Could every entry be set down once more, exactly as given?
Materials provided below:
Issue #4503, opened 2023-02-12
 The JWS Signature MUST be present


UncaAlby:
Full Error Message:
Register account Error: {"type":"urn:ietf:params:acme:error:malformed","status":400,"detail":"[External Account Binding] The JWS Signature MUST be present"}

There are NO instructions ANYWHERE how to create or provide such a signature.

Steps to reproduce
------------------
acme --issue -d domain.com -d www.domain.com --webroot /var/www/html/domain

Debug log
-----------------
[Sat Feb 11 21:53:15 PST 2023] Running cmd: issue
[Sat Feb 11 21:53:15 PST 2023] _main_domain='uncaalby.com'
[Sat Feb 11 21:53:15 PST 2023] _alt_domains='www.uncaalby.com'
[Sat Feb 11 21:53:15 PST 2023] Using config home:/home/alvin/.acme.sh
[Sat Feb 11 21:53:15 PST 2023] default_acme_server
[Sat Feb 11 21:53:15 PST 2023] ACME_DIRECTORY='https://acme.zerossl.com/v2/DV90'
[Sat Feb 11 21:53:15 PST 2023] DOMAIN_PATH='/home/alvin/.acme.sh/uncaalby.com_ecc'
[Sat Feb 11 21:53:15 PST 2023] Le_NextRenewTime
[Sat Feb 11 21:53:15 PST 2023] Using ACME_DIRECTORY: https://acme.zerossl.com/v2/DV90
[Sat Feb 11 21:53:15 PST 2023] _init api for server: https://acme.zerossl.com/v2/DV90
[Sat Feb 11 21:53:15 PST 2023] GET
[Sat Feb 11 21:53:15 PST 2023] url='https://acme.zerossl.com/v2/DV90'
[Sat Feb 11 21:53:15 PST 2023] timeout=
[Sat Feb 11 21:53:15 PST 2023] _CURL='curl --silent --dump-header /home/alvin/.acme.sh/http.header  -L  -g '
[Sat Feb 11 21:53:15 PST 2023] ret='0'
[Sat Feb 11 21:53:15 PST 2023] ACME_KEY_CHANGE='https://acme.zerossl.com/v2/DV90/keyChange'
[Sat Feb 11 21:53:15 PST 2023] ACME_NEW_AUTHZ
[Sat Feb 11 21:53:15 PST 2023] ACME_NEW_ORDER='https://acme.zerossl.com/v2/DV90/newOrder'
[...]

PR #4527, opened 2023-02-28
Add info msg ZeroSSL missing JWS signature #4503

parawanderer:
Adds some extra error output contextually for default value users as well as a hint of how to more easily switch from the default. I took some liberty in assuming the main team maintaining acme recommends using ZeroSSL for the contextual message.

The idea would be to give lazy people (like me) -- who may have expected a hands-off `Let's Encrypt` style setup and who have no real reason to do anything more complex -- an easy way to accomplish that (think of the 'helpful' git command suggestions you may get during a merge).

Please see discussion in issue report #4503 for the context of this message. 

I apologise in advance for any weirdness in my bash script skills. I do not often implement algorithms in bash scripts 🙈

### DIFF
--- a/acme.sh
+++ b/acme.sh
@@ -180,6 +180,8 @@ _VALIDITY_WIKI="https://github.com/acmesh-official/acme.sh/wiki/Validity"
 
 _DNSCHECK_WIKI="https://github.com/acmesh-official/acme.sh/wiki/dnscheck"
 
+_ZEROSSL_DEFAULT_CA_WIKI="https://github.com/acmesh-official/acme.sh/wiki/Change-default-CA-to-ZeroSSL"
+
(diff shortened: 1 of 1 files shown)


neilpang:
1. `${_res:0:-2}` is a bashism -- "Bad substitution" under dash/POSIX sh, and acme.sh must run there. Use `${_res%, }`.
2. `_getCAShortNameList` is indented with 4 spaces -- shfmt requires 2.
3. The `_ACME_USE_NONDEFAULT_SERVER` flag is only set by the `--server` option, so renewals that load a saved non-default server from the domain conf would still print the hint on a ZeroSSL-style 400 -- gate on the resolved `ACME_DIRECTORY` instead.
4. This targets a 2023 ZeroSSL quirk (#4503) -- please confirm the "JWS Signature MUST be present" 400 still reproduces on the current ZeroSSL API before this gets a rebase; if it no longer occurs the PR is obsolete.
End of Materials provided.
**Solved problem:**
Issue #4503, opened 2023-02-12
 The JWS Signature MUST be present


UncaAlby:
Full Error Message:
Register account Error: {"type":"urn:ietf:params:acme:error:malformed","status":400,"detail":"[External Account Binding] The JWS Signature MUST be present"}

There are NO instructions ANYWHERE how to create or provide such a signature.

Steps to reproduce
------------------
acme --issue -d domain.com -d www.domain.com --webroot /var/www/html/domain

Debug log
-----------------
[Sat Feb 11 21:53:15 PST 2023] Running cmd: issue
[Sat Feb 11 21:53:15 PST 2023] _main_domain='uncaalby.com'
[Sat Feb 11 21:53:15 PST 2023] _alt_domains='www.uncaalby.com'
[Sat Feb 11 21:53:15 PST 2023] Using config home:/home/alvin/.acme.sh
[Sat Feb 11 21:53:15 PST 2023] default_acme_server
[Sat Feb 11 21:53:15 PST 2023] ACME_DIRECTORY='https://acme.zerossl.com/v2/DV90'
[Sat Feb 11 21:53:15 PST 2023] DOMAIN_PATH='/home/alvin/.acme.sh/uncaalby.com_ecc'
[Sat Feb 11 21:53:15 PST 2023] Le_NextRenewTime
[Sat Feb 11 21:53:15 PST 2023] Using ACME_DIRECTORY: https://acme.zerossl.com/v2/DV90
[Sat Feb 11 21:53:15 PST 2023] _init api for server: https://acme.zerossl.com/v2/DV90
[Sat Feb 11 21:53:15 PST 2023] GET
[Sat Feb 11 21:53:15 PST 2023] url='https://acme.zerossl.com/v2/DV90'
[Sat Feb 11 21:53:15 PST 2023] timeout=
[Sat Feb 11 21:53:15 PST 2023] _CURL='curl --silent --dump-header /home/alvin/.acme.sh/http.header  -L  -g '
[Sat Feb 11 21:53:15 PST 2023] ret='0'
[Sat Feb 11 21:53:15 PST 2023] ACME_KEY_CHANGE='https://acme.zerossl.com/v2/DV90/keyChange'
[Sat Feb 11 21:53:15 PST 2023] ACME_NEW_AUTHZ
[Sat Feb 11 21:53:15 PST 2023] ACME_NEW_ORDER='https://acme.zerossl.com/v2/DV90/newOrder'
[...]

PR #4527, opened 2023-02-28
Add info msg ZeroSSL missing JWS signature #4503

parawanderer:
Adds some extra error output contextually for default value users as well as a hint of how to more easily switch from the default. I took some liberty in assuming the main team maintaining acme recommends using ZeroSSL for the contextual message.

The idea would be to give lazy people (like me) -- who may have expected a hands-off `Let's Encrypt` style setup and who have no real reason to do anything more complex -- an easy way to accomplish that (think of the 'helpful' git command suggestions you may get during a merge).

Please see discussion in issue report #4503 for the context of this message. 

I apologise in advance for any weirdness in my bash script skills. I do not often implement algorithms in bash scripts 🙈

### DIFF
--- a/acme.sh
+++ b/acme.sh
@@ -180,6 +180,8 @@ _VALIDITY_WIKI="https://github.com/acmesh-official/acme.sh/wiki/Validity"
 
 _DNSCHECK_WIKI="https://github.com/acmesh-official/acme.sh/wiki/dnscheck"
 
+_ZEROSSL_DEFAULT_CA_WIKI="https://github.com/acmesh-official/acme.sh/wiki/Change-default-CA-to-ZeroSSL"
+
(diff shortened: 1 of 1 files shown)


neilpang:
1. `${_res:0:-2}` is a bashism -- "Bad substitution" under dash/POSIX sh, and acme.sh must run there. Use `${_res%, }`.
2. `_getCAShortNameList` is indented with 4 spaces -- shfmt requires 2.
3. The `_ACME_USE_NONDEFAULT_SERVER` flag is only set by the `--server` option, so renewals that load a saved non-default server from the domain conf would still print the hint on a ZeroSSL-style 400 -- gate on the resolved `ACME_DIRECTORY` instead.
4. This targets a 2023 ZeroSSL quirk (#4503) -- please confirm the "JWS Signature MUST be present" 400 still reproduces on the current ZeroSSL API before this gets a rebase; if it no longer occurs the PR is obsolete.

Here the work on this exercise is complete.